We offer a full-time contract with a competitive package and career opportunities in a pioneering start-up environment.

If you possess the required experience and qualifications and want the challenge of growing with our company, please submit your application via LinkedIn.

CorFlow is a Swiss med-tech start-up founded in 2016 by renowned interventional cardiologists and medical device entrepreneurs. The company recently completed a major financing round which enables the expansion of the clinical program and employee team. At CorFlow, we envision being the leader in diagnostic and therapeutic solutions for restoring healthy microvascular blood flow anywhere in the human body where a critical need exists. We are developing a medical device that assesses Microvascular Obstructions (MVO) in real-time during PCI and serves as a treatment platform while the patient is still in the cath lab. Our mission is rooted in scientific excellence and driven by compassion for the welfare of Acute Coronary Syndrome (ACS) patients. CorFlow’s 1st generation device has been investigated in a First-in-Human multi-center European clinical trial, and CorFlow recently finished the development of the upgraded 2nd generation device which will be used in our subsequent pivotal trials. We are seeking Clinical Specialists / Senior Clinical Specialists to support our European sites for the US FDA pivotal trial and a second randomized trial being conducted exclusively in the UK and EU. Both these trials require highly motivated and talented clinical specialists to train and proctor clinical staff, maintain site recruitment, build long lasting relationships with key opinion leaders etc.

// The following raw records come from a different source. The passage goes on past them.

PR #720, opened 2021-03-01
Mark utf32 tests as todo for rakudo.moar

codesections:
Rakudo.moar was previously passing a test for utf32 support despite not actually supporting utf32.  This updates the test to more
reliably test for utf32 support and marks the test as todo for the MoarVM backend.

Without this change, rakudo/rakudo#4232 fails Roast spectests.

Related issues:  rakudo/rakudo#3293 and MoarVM/MoarVM#1348


lizmat:
Thanks again!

Corflow Therapeutics AG is an equal employment opportunity employer. We celebrate diversity and are committed to creating an inclusive environment for all employees. Employment and advancement opportunities are available to all individuals regardless of their race, color, national origin, religion, ancestry, citizenship status, sex, sexual orientation, gender identity or expression, age, marital status, family responsibilities, pregnancy, disability, or any other protected characteristic. Note: This job description is intended to provide a general overview of the responsibilities and qualifications for this position. It is not an exhaustive list, and duties may evolve over time based on the needs of the organization.